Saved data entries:
PR #3516, opened 2026-09-08
feat(cluster): ship the Cluster v2 dashboard

jonathan308:
## What changes

Adds the guided Cluster v2 dashboard for discovery, code pairing, model selection, live memory budgets, signed Tensor/Pipeline planning, model staging, activation, and saved-deployment management. It replaces the legacy Cluster tab and retains the advanced CUDA enrollment, fabric verification, and diagnostic tools.

The backend dependencies through #3258 are merged. This PR also includes the serving integration fixes and the backend contracts required by the dashboard; it is not limited to template changes.

## Pairing wiring

The joiner routes are now implemented on the existing admin-authenticated pairing router:

| Route | Behavior |
|---|---|
| `POST /api/cluster/pair/join` | Creates the local code and sends the existing identity-bound verifier to the coordinator's `/pair/request`. An existing pending join returns 409. |
| `GET /api/cluster/pair/join` | Polls the coordinator's `/pair/status/{node_id}` and calls the existing `complete_join` verification/enrollment path on approval. Returns pending, approved, denied, expired/error, or idle state. Code-bearing responses use `Cache-Control: no-store`. |
| `POST /api/cluster/pair/join/cancel` | Retires the local attempt and code. A delayed response from that attempt cannot complete a replacement join. |

The coordinator's approve/deny handlers remain the trust decision. Polls are serialized, while network waits allow cancellation to invalidate the attempt. Approval completion retains the existing key-unwrapping, coordinator-identity verification, SSH enrollment, and persistence rollback checks.

## UI/backend integration

- Reconcile runtime `ownership` against the engine pool, accept the worker's actual loading stages, and retain saved setup controls after unload/failure. Runtime residency remains separately labeled; saved setups can be selected, loaded/retried, changed, or removed.
- Carry `prompt_cache_ssd` and `prompt_cache_ssd_max_bytes` through autoconfigure, activation, replan, persisted execution settings, worker arguments, and the SSD snapshot store's byte limit. Reject unknown autoconfigure fields instead of silently dropping them.
- Separate `ready_to_stage` from `ready_to_activate`: preflight/fabric/source blockers prevent starting, while missing destination files permit the copy-first flow. Preserve deployment ID and path mappings, including those mappings in the placement signature used by staging and activation.
- Fetch live `/node-budgets` before initial planning and publish role `reserve_fraction`. Only paired participants enter the version-mismatch gate.
- Guard staging with one in-flight poll, attempt generations, and a one-time activation claim. Dismissed/old responses cannot activate or clear a newer job. Remove duplicate Alpine initialization and clean up polling timers.
- Publish and validate bounded `active_request_metrics` with request IDs, per-request counters/rates, and an explicit truncation count so concurrent requests render independently.

## Before

```mermaid
flowchart LR
  UI[Guided dashboard] --> Missing[Missing join routes / mismatched runtime fields]
  Plan[Plan with unsupported settings] --> Copy[Unbound overlapping staging polls]
  Copy --> Activate[Duplicate or stale activation]
```

## After

```mermaid
flowchart LR
  UI[Guided dashboard] --> Join[Admin join session and verified approval completion]
  Budget[Live node budgets] --> Plan[Signed plan with settings, ID and paths]
  Plan --> Gate[Check proposal blockers]
  Gate --> Copy[Stage missing files for this attempt]
  Copy --> Activate[Claim activation once]
  Activate --> Runtime[Engine ownership and bounded request metrics]
  Runtime --> Saved[Retained setup controls]
```

## Validation

- 27 new integration/regression cases cover real pairing managers behind HTTP routes, cancellation of delayed approval, expired-join retry state, loading-stage validation, runtime ownership, per-request metrics, measured initial budgets, path/signature consistency, SSD worker-argument round trips, copy-first expansion, and stale/duplicate polls.
- Broader cluster/distributed/dashboard regression run after merging current `main`: **1,402 passed**.
- Final pairing/UI run after refining terminal snapshots: **156 passed**. Additional locale/dashboard checks: 6 passed.
- JavaScript syntax checks and `git diff --check` pass.

These are local tests with mocked peer/process boundaries; this change does not claim a new physical multi-Mac validation run. Phase-split/disaggregated serving, hybrid TP×Pipeline, and performance-qualified unequal TP layouts remain outside this dashboard's supported controls.


jundot:
@jonathan308, thanks for putting this together. I checked the new UI against the backend and also reviewed #3155. It includes the joiner-side pairing methods, but the `/api/cluster/pair/join` and `/api/cluster/pair/join/cancel` routes used by this UI are missing, so those calls return 404. I considered handling this in a follow-up, but #3155 has no route implementation I can restore to complete the flow. Could you check the intended wiring, including approval completion, status polling, and cancellation?

I also found the following issues that I think need changes:

- **Runtime state:** The UI relies on `ownership`, which `/api/cluster/runtime` does not provide. Some worker loading stages are also rejected by the runtime validator, so running or loading deployments can disappear from the UI.
- **Saved deployments:** Unloaded or failed setups lose their management controls, making reload, retry, and removal inaccessible.
- **Execution settings:** Replan requests return 422 because they include unsupported SSD cache fields. Initial planning silently drops those fields, so the cache toggle and size limit do not take effect.
- **Planning and expansion:** Activation does not enforce proposal blockers, while adding a node that needs model staging is blocked before copying can start. Expansion also needs to preserve the deployment ID and path mappings.
- **Memory budgets:** Initial planning uses physical RAM instead of live admission budgets, and the role response omits the reserve fraction used by the UI.
- **Polling:** Overlapping staging responses can activate twice, and a late response from a dismissed job can activate a newer job before its copy finishes. The component also initializes polling twice.
- **Version checks:** An unpaired discovered device with a different version can block setup.
- **Request metrics:** The UI expects `active_request_metrics`, but the backend does not publish it, so concurrent requests are not displayed individually.

Could you review these and share your thoughts? I'm open to handling some follow-up fixes, but I'd like to clarify the missing integration pieces first.

jonathan308:
Fixed. My cluster testing is on hold until this weekend while I wait for more hardware to arrive. Testing has been on hold for a few weeks sorry these issues didn’t surface earlier. I'll be able to test a 3 and 4 device cluster here soon .

jundot:
@jonathan308, thanks for the quick turnaround. The missing API and runtime contracts are now wired up. I'll add coverage for pairing retries after cancellation, IPv6 addresses, model selection with multiple saved setups, expansion replanning after a 409, and out-of-order runtime responses, and make the corresponding adjustments in a follow-up. I'll also align the SSD description with the synchronous writes.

## The problem
Take the stretch of lines above from the one containing "- **Saved deployments:**" through the one containing "- **Version checks:**" and repeat it exactly, adding no other line.

## Solution
- **Saved deployments:** Unloaded or failed setups lose their management controls, making reload, retry, and removal inaccessible.
- **Execution settings:** Replan requests return 422 because they include unsupported SSD cache fields. Initial planning silently drops those fields, so the cache toggle and size limit do not take effect.
- **Planning and expansion:** Activation does not enforce proposal blockers, while adding a node that needs model staging is blocked before copying can start. Expansion also needs to preserve the deployment ID and path mappings.
- **Memory budgets:** Initial planning uses physical RAM instead of live admission budgets, and the role response omits the reserve fraction used by the UI.
- **Polling:** Overlapping staging responses can activate twice, and a late response from a dismissed job can activate a newer job before its copy finishes. The component also initializes polling twice.
- **Version checks:** An unpaired discovered device with a different version can block setup.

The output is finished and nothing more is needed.